WHAT TO WORK ON: Tally the lines in the entries where the string "krobelus" appears, and write only the total.

INPUT:
PR #9560, opened 2023-02-09
completions/trash-cli: add completions for trash-cli

Jay-716:
## Description
Add completions for trash-cli commands:
trash, trash-empty, trash-list, trash-put and trash-restore.

## TODOs:


share/completions/trash-empty.fish
```diff
@@ -0,0 +1,9 @@
+complete -f -c trash-empty -s h -l help -d 'show help message'
+complete -f -c trash-empty -l print-completion -a 'bash zsh tcsh' -d 'print shell completion script'
```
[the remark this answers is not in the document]
Jay-716: Thanks for your swift review.
I'm sorry for making such a mistake and I have to add one more commit to fix that.
I realize that this pr may be abnormal and I can reopen one if you want to.
Thanks. :)

mqudsi (changes requested):
I would request identification of the `trash` executable via some means as it isn't a unique name by any means and there are several implementations in different languages and for different platforms floating around.

CHANGELOG.rst
```diff
@@ -41,7 +41,12 @@ Completions
   - ``otool``
   - ``mix phx``
   - ``neovim``
-  
+  - ``trash``
+  - ``trash-empty``
+  - ``trash-list``
+  - ``trash-put``
+  - ``trash-restore``
```
mqudsi, line 48: Can you collapse these to one line ("`trash` and helper utilities `trash-empty`, `trash-put`, ...")?

Jay-716:
It's my fault to ignore other implementations of trash tools.
There are several things that need to be confirmed:
 - There are many trash tools, and which file should their completions locate? Can I merge all of the completions into a single file ```trash.fish``` or separate them into different .fish files and add implementation-specific completions when there are binaries with the same name?
 - May I collapse those lines in CHANGELOG.rst into ``` ``trash`` and utilities of various implementations``` ?
 - May I squash all the commits into a single one before merging(if possible)?

And there are relatively popular trash cli tools I found:
https://github.com/andreafrancia/trash-cli
https://github.com/sindresorhus/trash-cli
https://github.com/ali-rantakari/trash
https://github.com/PhrozenByte/rmtrash

And as for the means to identify ```trash``` excutables, I think I can use some kind of ```trash --version | string match "xxx"```
Would that be accetable? or any suggestions?
Sorry for my poor English. :)

mqudsi:
No worries and your English is excellent!

To be clear, I'm not asking you to add completions for other versions/implementations of `trash`, but just to make sure that your completions only kick in for the one you intend them to. Matching against `trash --version` (usually not an approach we like because it can break in the future) is fine here.

Jay-716:
Thanks for your patient guidance.
I decided to match the help message instead of the version because it may not be broken so easily.
And I just add the completions for only one implementation because I am not familiar with the others and I don't have an appropriate environment to test them, therefore I cannot ensure their quality. Sorry about that.

share/completions/trash.fish
```diff
@@ -0,0 +1,19 @@
...
+    complete -f -c trash -s i -l interactive -d 'prompt before every removal'
+    complete -f -c trash -s r -s R -l recursive -d 'ignored (for GNU rm compatibility)'
+    complete -F -c trash -l trash-dir -d 'specify trash folder'
+    complete -f -c trash -s v -l verbose -d 'be verbose'
+    complete -f -c trash -l version -d 'show version number'
+end
+
+if string match -qr "https://github.com/andreafrancia/trash-cli" (trash --help)
+    __trash_by_andreafrancia
+end
```
mqudsi, line 19: This is good - you're right, this is less likely to break than `--version`.

There's just one small problem: let's say tomorrow someone installs a different `trash` that doesn't have `--help` (so it'll print an error to stderr) or it writes `--help` output to stderr for some reason. In this case, `trash.fish` will print junk to the terminal because you are only capturing stdout in the subshell `(trash --help)`.

Can you change this to either `(trash --help 2>/dev/null)` or `(trash --help >&1)` to prevent that from happening?

I can change it too but I wanted to share this with you as a learning opportunity.

mqudsi (changes requested):
Looks good except for the small issue with `--help` output that I commented on above.

Jay-716:
I should have taken the missing help option and stderr into consideration.
Thanks for your telling me about that and giving me this valuable learning opportunity.
It's so considerate and friendly of you haha. :)

PR #9561, opened 2023-02-10
Port emit builtin to rust

Xiretza:
I am super unsure about the C++/FFI changes, so please review those carefully.


Xiretza:
47cc98fd5731917f4874420bacf92cd868ca0e78 broke the conversion from `const wcharz_t *` to `std::vector<std::wstring>` somehow, I don't know enough about C++ to figure out how to fix it:

```
In file included from /usr/include/c++/12.2.1/memory:65,
                 from /home/xiretza/dev/fish-shell/src/event.h:12,
                 from /home/xiretza/dev/fish-shell/src/event.cpp:4:
/usr/include/c++/12.2.1/bits/stl_uninitialized.h: In instantiation of ‘constexpr bool std::__check_constructible() [with _ValueType = __cxx11::basic_string<wchar_t>; _Tp = const wchar_t&]’:
/usr/include/c++/12.2.1/bits/stl_uninitialized.h:182:4:   required from ‘_ForwardIterator std::uninitialized_copy(_InputIterator, _InputIterator, _ForwardIterator) [with _InputIterator = const wchar_t*; _ForwardIterator = __cxx11::basic_string<wchar_t>*]’
/usr/include/c++/12.2.1/bits/stl_uninitialized.h:372:37:   required from ‘_ForwardIterator std::__uninitialized_copy_a(_InputIterator, _InputIterator, _ForwardIterator, allocator<_Tp>&) [with _InputIterator = const wchar_t*; _ForwardIterator = __cxx11::basic_string<wchar_t>*; _Tp = __cxx11::basic_string<wchar_t>]’
/usr/include/c++/12.2.1/bits/stl_vector.h:1690:33:   required from ‘void std::vector<_Tp, _Alloc>::_M_range_initialize(_ForwardIterator, _ForwardIterator, std::forward_iterator_tag) [with _ForwardIterator = const wchar_t*; _Tp = std::__cxx11::basic_string<wchar_t>; _Alloc = std::allocator<std::__cxx11::basic_string<wchar_t> >]’
/usr/include/c++/12.2.1/bits/stl_vector.h:706:23:   required from ‘std::vector<_Tp, _Alloc>::vector(_InputIterator, _InputIterator, const allocator_type&) [with _InputIterator = const wchar_t*; <template-parameter-2-2> = void; _Tp = std::__cxx11::basic_string<wchar_t>; _Alloc = std::allocator<std::__cxx11::basic_string<wchar_t> >; allocator_type = std::allocator<std::__cxx11::basic_string<wchar_t> >]’
/home/xiretza/dev/fish-shell/src/event.cpp:493:81:   required from here
/usr/include/c++/12.2.1/bits/stl_uninitialized.h:90:56: error: static assertion failed: result type must be constructible from input type
   90 |       static_assert(is_constructible<_ValueType, _Tp>::value,
      |                                                        ^~~~~
/usr/include/c++/12.2.1/bits/stl_uninitialized.h:90:56: note: ‘std::integral_constant<bool, false>::value’ evaluates to false
```

src/event.cpp
```diff
@@ -488,6 +489,11 @@ void event_print(io_streams_t &streams, const wcstring &type_filter) {
     }
 }
 
+void event_fire_generic(parser_t &parser, wcstring name, const wcharz_t argv[], int argc) {
```
faho, line 492: Note: *Never* use array function arguments in C++. They don't really *exist*.

C++ arrays fall apart and decay into pointers at the first convenience, and they don't actually carry around anything useful (like, you know, length?).

This should be `const wcharz_t *argv`.

Anyway, the construction guff can be sidestepped by just going the long way around:

```c++
void event_fire_generic(parser_t &parser, wcstring name, const wcharz_t *argv, int argc) {
    wcstring_list_t args_vec{};
    for (int i = 0; i < argc; i++) {
        args_vec.push_back(argv[i]);
    }
    event_fire_generic(parser, std::move(name), std::move(args_vec));
}
```

I *think* the kerfuffle could be triggered by const-issues, but tbh I'm so tired of C++ I don't want to learn user conversion operators *now*.

Xiretza: > Note: Never use array function arguments in C++. They don't really exist.
>
> C++ arrays fall apart and decay into pointers at the first convenience, and they don't actually carry around anything useful (like, you know, length?).

oh yeah, I know that from C, I just saw it as an annotation for humans that `argv` isn't a single `wcharz_t`, but rather a pointer to several of them. Not really necessary given the argument name though.

> Anyway, the construction guff can be sidestepped by just going the long way around

Applied, thanks!

krobelus:
> 47cc98f (cc @krobelus) broke the conversion from const wcharz_t * to std::vector<std::wstring> somehow, I don't know enough about C++ to figure out how to fix it:

We can revert 47cc98f and use explicit conversions.
I'm not yet sure how to provoke the problem you saw

fish-rust/src/builtins/emit.rs
```diff
@@ -0,0 +1,51 @@
...
+        Err(err) => panic!("Illogical exit code from parse_options(): {err:?}"),
+    };
+
+    if opts.print_help {
+        builtin_print_help(parser, streams, cmd);
+        return STATUS_CMD_OK;
+    }
+
+    let Some(event_name) = argv.get(opts.optind) else {
+        streams.err.append(WString::from_str(&format!("{cmd}: expected event name\n")));
```
krobelus, line 28: `format!` requires explicit conversion to widestring so we should avoid it.
Use `sprintf!` instead.

```diff
diff --git a/fish-rust/src/builtins/emit.rs b/fish-rust/src/builtins/emit.rs
index 57d99ee93..bb4a5c99f 100644
--- a/fish-rust/src/builtins/emit.rs
+++ b/fish-rust/src/builtins/emit.rs
@@ -6,4 +6,7 @@ use super::shared::{
 use crate::ffi::{self, parser_t, Repin};
-use crate::wchar_ffi::{wstr, W0String, WCharToFFI, WString};
+use crate::wchar_ffi::{wstr, W0String, WCharToFFI};
+use crate::wutil::sprintf;
+use widestring_suffix::widestrs;
 
+#[widestrs]
 pub fn emit(
@@ -27,3 +30,3 @@ pub fn emit(
     let Some(event_name) = argv.get(opts.optind) else {
-        streams.err.append(WString::from_str(&format!("{cmd}: expected event name\n")));
+        streams.err.append(&sprintf!("%s: expected event name\n"L, cmd));
         return STATUS_INVALID_ARGS;
```

There's one open question: `sprintf!` works fine with both `%s` and `%ls` format strings, which one should we use?

fish-rust/src/builtins/shared.rs
```diff
@@ -155,3 +157,54 @@ pub fn builtin_print_help(parser: &mut parser_t, streams: &io_streams_t, cmd: &w
         empty_wstring(),
     );
 }
+
+pub struct HelpOnlyCmdOpts {
+    pub print_help: bool,
```
krobelus, line 162: Given that we add `optind` here which feels a bit out of place, maybe it's better to replace the struct by a pair.

This ties in with another consideration:
You replace `parse_help_only_cmd_opts()` with `HelpOnlyCmdOpts::parse()`.
Whoever ports the next builtin that uses `parse_help_only_cmd_opts()` needs to figure out that it's called `HelpOnlyCmdOpts::parse()` now.

We already change type names (from `foo_bar_t` to `FooBar`) but that's less of an issue because those follow an obvious pattern.
So far we mostly preserve function names.

Actually this is likely not an issue here because it will be obvious how to port the earlier `struct help_only_cmd_opts_t`.
But it's something to keep in mind in general.

I'm guilty of the same thing, I replaced
`keyword_description()` with an implementation of `From<ParseKeyword> for &'static wstr`
`keyword_description()`  is still there but it's private and only used for FFI.
I've been thinking maybe I should make `keyword_description()` public again, and maybe add a TODO that it can be removed once we're done.

Summing up, I think your version is perfectly fine.
I think it's worth considering this alternative:

	let Ok((print_help, optind)) = parse_help_only_cmd_opts();

fish-rust/src/builtins/emit.rs
```diff
@@ -0,0 +1,51 @@
...
+        .collect();
+
+    ffi::event_fire_generic(
+        parser.pin(),
+        event_name.to_ffi(),
+        event_arg_ptrs.as_ptr(),
+        i32::try_from(event_arg_ptrs.len()).unwrap().into(),
+    );
+
+    None
```
krobelus, line 50: No, it should return `STATUS_CMD_OK`.
Only a select few builtins may return no status.

fish-rust/src/builtins/emit.rs
```diff
@@ -0,0 +1,51 @@
...
+    };
+
+    let event_args: Vec<W0String> = argv[opts.optind + 1..]
+        .iter()
+        .map(|s| W0String::from_ustr(s).unwrap())
+        .collect();
+    let event_arg_ptrs: Vec<ffi::wcharz_t> = event_args
+        .iter()
+        .map(|s| ffi::wcharz_t {
+            str_: s.as_ucstr().as_ptr().cast(),
```
krobelus, line 39: Correct. The W0String objects live until the function ends, so it's okay to pass their pointers.

I think we can simplify this, it seems `as_ucstr()` and `cast()` are unnecessary.
Also we can implement `From<&W0String> for wcharz_t`, in case we want to use this more often.
(could also implement `From<&Vec<W0String>> for Vec<wcharz_t>`).
Of course the conversion functions can be misused - it doesn't warn you if the `W0String` goes out of scope, which can  leave the `wcharz_t` as dangling reference.  I think that's acceptable.

```
diff --git a/fish-rust/src/builtins/emit.rs b/fish-rust/src/builtins/emit.rs
index bb4a5c99f..112eff5e1 100644
--- a/fish-rust/src/builtins/emit.rs
+++ b/fish-rust/src/builtins/emit.rs
@@ -38,8 +38,3 @@ pub fn emit(
         .collect();
-    let event_arg_ptrs: Vec<ffi::wcharz_t> = event_args
-        .iter()
-        .map(|s| ffi::wcharz_t {
-            str_: s.as_ucstr().as_ptr().cast(),
-        })
-        .collect();
+    let event_arg_ptrs: Vec<ffi::wcharz_t> = event_args.iter().map(ffi::wcharz_t::from).collect();
 
diff --git a/fish-rust/src/wchar_ffi.rs b/fish-rust/src/wchar_ffi.rs
index cc00c1ea7..14844a567 100644
--- a/fish-rust/src/wchar_ffi.rs
+++ b/fish-rust/src/wchar_ffi.rs
@@ -45,2 +45,8 @@ impl From<&wcharz_t> for WString {
 
+impl From<&W0String> for wcharz_t {
+    fn from(s: &W0String) -> Self {
+        wcharz_t { str_: s.as_ptr() }
+    }
+}
+
 /// Convert a wstr or WString to a W0String, which contains a nul-terminator.
```

fish-rust/src/builtins/emit.rs
```diff
@@ -0,0 +1,51 @@
...
+        return STATUS_INVALID_ARGS;
+    };
+
+    let event_args: Vec<W0String> = argv[opts.optind + 1..]
+        .iter()
+        .map(|s| W0String::from_ustr(s).unwrap())
+        .collect();
+    let event_arg_ptrs: Vec<ffi::wcharz_t> = event_args
+        .iter()
+        .map(|s| ffi::wcharz_t {
```
krobelus, line 38: nit: doesn't really matter but I'm not a huge fan of qualifying `wcharz_t` because it's mostly used in FFI bridge definitions, where we don't qualify it

krobelus:
A conversion from `const wcharz_t *` to  `std::vector<std::wstring>` would only work if the `const wcharz_t *` is a null-terminated array of pointers.
I don't think we want to create that.

Anyway, the code looks fine as is.

fish-rust/src/builtins/emit.rs
```diff
@@ -0,0 +1,51 @@
...
+            str_: s.as_ucstr().as_ptr().cast(),
+        })
+        .collect();
+
+    ffi::event_fire_generic(
+        parser.pin(),
+        event_name.to_ffi(),
+        event_arg_ptrs.as_ptr(),
+        i32::try_from(event_arg_ptrs.len()).unwrap().into(),
```
krobelus, line 47: I think `i32` should be `c_int`. No idea if it makes a difference

fish-rust/src/builtins/emit.rs
Xiretza: > Also we can implement From<&W0String> for wcharz_t, in case we want to use this more often.
 (could also implement From<&Vec<W0String>> for Vec<wcharz_t>).
> Of course the conversion functions can be misused - it doesn't warn you if the W0String goes out of scope, which can leave the wcharz_t as dangling reference.

I considered implementing `From`, but decided against it because it's too easy to cause gnarly UB with it.

fish-rust/src/builtins/emit.rs
Xiretza: `c_int` is just a type alias for `i32`, so it doesn't make a difference, but I've changed it for clarity.

Xiretza:
> A conversion from `const wcharz_t *` to `std::vector<std::wstring>` would only work if the `const wcharz_t *` is a null-terminated array of pointers. I don't think we want to create that.

Here's what the conversion looked like originally: https://github.com/fish-shell/fish-shell/commit/2567bb1db986699f1470fdaf16882a12799db0f6#diff-36f9e9ac4ce412ab321946deb3c9ea1f28ebf8507e813c296609735fd5fdb396R493

i.e. converting a start and end `const wcharz_t *` to a `std::vector<std::wstring>`.

fish-rust/src/builtins/emit.rs
Xiretza: I've used `%ls` for now since `cmd` is utf32.

fish-rust/src/builtins/emit.rs
Xiretza: Yep, silly oversight, I had put `None` there while writing out the function to avoid type complaints, guess I should really use `todo!()` instead.

fish-rust/src/builtins/emit.rs
krobelus: Right. We don't want to make it too easy.
If we use this pattern more often we can extract an `unsafe` function.
One safe alternative would be to not pass `wcharz_t` to C++ but `std::unique_ptr<wcstring>` which can be created with `.to_ffi()`.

RESPONSE TO THIS TASK: 10